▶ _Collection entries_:
PR #183, opened 2020-08-02
Add observable collection extensions

krdmllr:
### Description of Change ###

Adds helpfull extension methods for `ObservableCollection<T>`. 

### Bugs Fixed ###

none

### API Changes ###

Added: 
 
- `public static void AddRange(this ObservableCollection<T> collection, IEnumerable<T> items)`
- `public static void SetRange(this ObservableCollection<T> collection, IEnumerable<T> items)`
 
### Behavioral Changes ###

none 

### PR Checklist ###

- [ ] Has tests (if omitted, state reason in description) -> Can add some if this is interesting
- [ ] Updated documentation

### DIFF
--- a/XamarinCommunityToolkit/Extensions/ObservableCollectionExtension.shared.cs
+++ b/XamarinCommunityToolkit/Extensions/ObservableCollectionExtension.shared.cs
@@ -1,0 +1,36 @@
+﻿using System;
+using System.Collections.Generic;
+using System.Collections.ObjectModel;
+
+namespace Microsoft.Toolkit.Xamarin.Forms.Extensions
+{
+    /// <summary>
+    /// Extension methods for <see cref="ObservableCollection{T}"/>.
+    /// </summary>
+    public static class ObservableCollectionExtension
+    {
+        /// <summary>
+        /// Adds a range of items to a <paramref name="collection"/>.
+        /// </summary>
+        /// <param name="collection">Collection where the items will be added to.</param>
+        /// <param name="items">Items to add to the collection.</param>
+        public static void AddRange<T>(this ObservableCollection<T> collection, IEnumerable<T> items)
+        {
+            foreach (var item in items)
+            {
+                collection.Add(item);
+            }
+        }
+
+        /// <summary>
+        /// Sets a range of items in a <paramref name="collection"/> and clears existing items.
+        /// </summary>
+        /// <param name="collection">Collection where the items will be added to.</param>
+        /// <param name="items">Items to set in the collection.</param>
+        public static void SetRange<T>(this ObservableCollection<T> collection, IEnumerable<T> items)
+        {
+            collection.Clear();
+            collection.AddRange(items);
+        }
+    }
+}


XamarinCommunityToolkit/Extensions/ObservableCollectionExtension.shared.cs
```diff
@@ -0,0 +1,36 @@
...
+        /// <summary>
+        /// Adds a range of items to a <paramref name="collection"/>.
+        /// </summary>
+        /// <param name="collection">Collection where the items will be added to.</param>
+        /// <param name="items">Items to add to the collection.</param>
+        public static void AddRange<T>(this ObservableCollection<T> collection, IEnumerable<T> items)
+        {
+            foreach (var item in items)
+            {
+                collection.Add(item);
```
Depechie, line 21: With this implementation each add would still generate a notification... I always tend to use a subclassed RangeObservableCollection that overrides the OnCollectionChanged to suppress the single add notifications.

Depechie, line 21: Add null checks.

IeuanWalker:
I use @jamesmontemagno `ObservableRangeCollection` from mvvm-helpers - 
https://github.com/jamesmontemagno/mvvm-helpers/blob/master/MvvmHelpers/ObservableRangeCollection.cs

I know its not a set extension methods, but not sure if the class in this PR is needed when the class in MVVM-Helpers does the same function and more :)

krdmllr:
Lets discuss if we want this extension at all. I can add tests, null checks any anything else then :)

AndreiMisiukevich:
Hi, thanks for your contribution :) But I tend to agree with @Depechie 
I'd like to see the RangeObservableCollection as a subclass of ObservableCollection.

Something like this

```csharp
	public class RangeObservableCollection<TEntity> : ObservableCollection<TEntity>
	{
		public RangeObservableCollection() { }

		public GalleyObservableCollection(IEnumerable<TEntity> collection) : base(collection) { }

		public void AddRange(IEnumerable<TEntity> collection)
			=> PerformBatchUpdate(collection, item => Items.Add(item));

		public void RemoveRange(IEnumerable<TEntity> collection)
			=> PerformBatchUpdate(collection, item => Items.Remove(item));

		public void ReplaceRange(IEnumerable<TEntity> collection)
		{
			Items.Clear();
			AddRange(collection);
		}

		void PerformBatchUpdate(IEnumerable<TEntity> collection, Action<TEntity> action)
		{
			if (collection == null)
				return;

			foreach (var item in collection)
				action.Invoke(item);
				
		    OnCollectionChanged(new NotifyCollectionChangedEventArgs(NotifyCollectionChangedAction.Reset));
		}
	}
```

sthewissen:
Also, namingwise I would perhaps prefer to call it `ObservableRangeCollection`. It's the alternative that most people use (the one by @jamesmontemagno) so seeing the same name will at least give those users the impression that it's the same thing.

XamarinCommunityToolkit/Extensions/ObservableCollectionExtension.shared.cs
jamesmontemagno: That is correct. You can just steal my ObservableRangeCollection. Steal all of Mvvmhelpers please!

sthewissen:
We also now have #190 so we probably need to figure out a course of action here :)

krdmllr:
I will close this one :) If the ObservableRangeCollection does not come from #190 I can help creating a new PR for another implementation.

PR #193, opened 2020-08-08
GTK support

AndreiMisiukevich:
### Description of Change ###
Should we support GTK as well?

### API Changes ###
Possibility to write custom classes for GTK

### Behavioral Changes ###
None

### PR Checklist ###

- [ ] Updated documentation


jfversluis:
While I like to support as much platforms as possible this adds 2MB to our library which will probably be useless for most people? If we do, I want to be sure that those libraries do not end up in peoples apps and make their apps unnecessarily bigger.

Also, I am not familiar with GTK, but isn't there a better way to link that library instead of putting DLLs in our repo?

AndreiMisiukevich:
> While I like to support as much platforms as possible this adds 2MB to our library which will probably be useless for most people? If we do, I want to be sure that those libraries do not end up in peoples apps and make their apps unnecessarily bigger.
> 
> Also, I am not familiar with GTK, but isn't there a better way to link that library instead of putting DLLs in our repo?

it's referenced only by GTK projects.
As for dlls, I know, that's odd :) but seems it's only one way how to do it (Forms does the same way, no?)

But probably we can postpone with this action for now

jfversluis:
For that last bit probably @jsuarezruiz knows

AndreiMisiukevich:
Do we decline this PR for now?

PR #191, opened 2020-08-07
Big Rename (again...)

jfversluis:
I think we all know what this is about

PR #195, opened 2020-08-08
Fail builds on formatting errors w/ dotnet format

jfversluis:
Added [`dotnet format`](https://github.com/dotnet/format) to the build pipeline. If there is any error in formatting it will fail the build.

Is this something we would want?

Ideally I wanted to setup something that runs this as a GitHub action and adds a commit to the PR with the format fixes. But it seems nothing is out there (that is working). I would want to create something for it, but in the meantime maybe we can use this.

PS. This build will probably fail until #191 is merged which has the formatting fixes over the code that is on `main` now. Adding DNM until that one is merged. In the meantime, let me hear your thoughts on this.


IeuanWalker:
@jfversluis be good to add this config file too - https://github.com/Xavalon/XamlStyler/wiki/External-Configurations

We use it in our team, so anyone who has the VS extension installed automatically uses the same XAML formatting.

jfversluis:
Thanks @IeuanWalker ! I'm not entirely familiar with all this yet... This is not included in the `.editorconfig` then?

jfversluis:
Closed in favor of #207

PR #206, opened 2020-08-17
Prevent designer file of being comitted

jfversluis:
Each simple change potentially commits the Android designer file with thousands of lines.

Added it to the `.gitignore` file and removed the currently committed one.


AndreiMisiukevich:
awesome work :)

PR #245, opened 2020-08-26
Added some unit tests to check namespaces

jfversluis:
### Description of Change ###

Don't know if this makes any sense, but digging into the code the other day I noticed how easy it is to mix up namespaces. This will be especially true when working with extra subfolders like with `CameraView`.

Samples not added because... Tests.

▶ _WHAT IS REQUIRED_:
Show all lines above holding "which".

▶ _EXERCISE RESPONSE_:
While I like to support as much platforms as possible this adds 2MB to our library which will probably be useless for most people? If we do, I want to be sure that those libraries do not end up in peoples apps and make their apps unnecessarily bigger.
> While I like to support as much platforms as possible this adds 2MB to our library which will probably be useless for most people? If we do, I want to be sure that those libraries do not end up in peoples apps and make their apps unnecessarily bigger.
PS. This build will probably fail until #191 is merged which has the formatting fixes over the code that is on `main` now. Adding DNM until that one is merged. In the meantime, let me hear your thoughts on this.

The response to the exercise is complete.